East River Plaza Parking Still Really, Really Empty, New Research Shows

East River Plaza, the big box mall designed for Massapequa and placed in East Harlem, still has a thousand-space parking garage. And given its location in one of the lowest car-ownership neighborhoods in the country, the garage is still as empty as when it opened, despite big subsidies for parkers.

Thanks to new research from Rutgers urban planning student Kyle Gebhart, whose paper on East River Plaza [PDF] won first prize from the American Planning Association’s Transportation Planning Division, we now know just how badly the project’s developers whiffed when building that massive garage.

East River Plaza's 1,100 space garage still looks like this, according to new research by a Rutgers planning student. Less than five percent of spaces on the upper floors of the garage are full, even at peak shopping times. Photo: Noah Kazis

To find out how the garage was being used, Gebhart went down to East River Plaza at two peak shopping times, the early evening of the Tuesday before Thanksgiving and the afternoon of the first Saturday in December. On the Tuesday, only 33.6 percent of the 1,103 spaces in the garage were occupied. On Saturday that figure had only crept up lightly, to 38.6 percent.
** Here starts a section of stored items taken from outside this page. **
PR #79, opened 2023-03-08
Deprecate jwtutil

sethvargo:
Now that we've standardized on a single library, it doesn't provide much value beyond using the library directly. We also have some unique use cases that require exposing lower-level primitives in lestrrat-go/jwx too.


shan4993 (approved):
I know for IAP there is a [go library](https://github.com/googleapis/google-api-go-client/blob/v0.111.0/idtoken/validate.go#L112) that does further validation of the aud if its provided. When we switch over to verifying the JWT will this current library be enough to extract the necessary information (in this case the user's email)? 

I suppose the intention is to stick to a single library for JWT related functionality if possible.

jwtutil/jwt.go
```diff
@@ -1,62 +0,0 @@
...
-	"github.com/lestrrat-go/jwx/v2/jwk"
-	"github.com/lestrrat-go/jwx/v2/jws"
-	"github.com/lestrrat-go/jwx/v2/jwt"
-)
-
-const IAMKeyEndpoint = "https://www.googleapis.com/oauth2/v3/certs"
-
-// Verifier allows for getting public JWK keys from an endpoint and validating JWTs with
-// those keys.
-type Verifier struct {
```
yolocs, line 31: Why removing this? Is the idea to use lestrrat-go/jwx directly to validate token?

This is still used in some minty I think: https://cs.github.com/?scope=org%3Aabcxyz&scopeName=abcxyz&q=NewVerifier

sethvargo: Yup. It's not used in Minty anymore :). Minty needed access to lower parts of the library, which motivated this change.

yolocs (approved):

The top floors of the garage were essentially empty. Between 0.6 and 5.8 percent of the spaces on the upper levels were filled, according to Gebhart’s survey. One section of the third floor of the garage had been fenced off and converted into storage space rather than parking.

In contrast, the developers predicted that the garage would hold a whopping 1,190 cars on an average Saturday afternoon in the environmental impact statement for the project.

How did they get it so wrong? As East River Plaza developer David Blumenfeld explained to Streetsblog after the mall’s opening, he built his calculations around data from suburban big box stores. In the early 1990s, when the project was first conceived, there weren’t any big box stores in more urban settings. “There was no model to go off of,” said Blumenfeld. “There was only the suburban model.”

Gebhart’s research reveals just how braindead those planning documents were. The environmental impact statement drew its numbers from Home Depots in places like Pelham Bay Park, Glendale, Staten Island, and even Port Chester, where the store is off a highway interchange on the Connecticut border. Rather than assume a Manhattan location would have fewer drivers than those sites, they simply averaged the numbers from those suburban locations together.

Even with a subsidized 1,100 space garage, only a quarter of shoppers at East River Plaza drive (shown in blue). Most walk (shown in green). Image: Kyle Gebhart

“It is odd to somehow presume that a Manhattan Home Depot would generate an average number of trips from these locations,” wrote Gebhart, with a fair bit of understatement.

To estimate the parking needs of the East River Plaza Costco, the EIS looked at a single site in Staten Island, again without any sort of adjustment. “This is therefore measuring the amount of parking in the most car-dependent borough and applying it to the most car-free borough,” Gebhart wrote.

The results, needless to say, weren’t a good fit for Manhattan shoppers. Over half of East River Plaza’s customers live in the three closest ZIP codes, and by and large, they get to the mall on foot. Just under half of all shoppers Gebhart surveyed as they entered the Target on the Tuesday afternoon had walked there. Only 27 percent had driven.

Because the designers of East River Plaza had assumed most shoppers would be entering from the garage, not the street, the pedestrian environment is terrible for those entering on foot. Gebhart found that sidewalks on E. 117th Street had been narrowed near the entrance to the mall to make room for a wider street.

The moral, seemingly intuitive but not grasped at East River Plaza, is that you can’t treat Manhattan like it’s the suburbs. “If big box stores would like to locate in urban environments, it is important that they do not bring all of the elements of suburban sprawl with them,” concluded Gebhart. “Otherwise, by continually increasing the supply of parking and creating dead spaces, the city will only become more auto-dependent and sprawled as well.”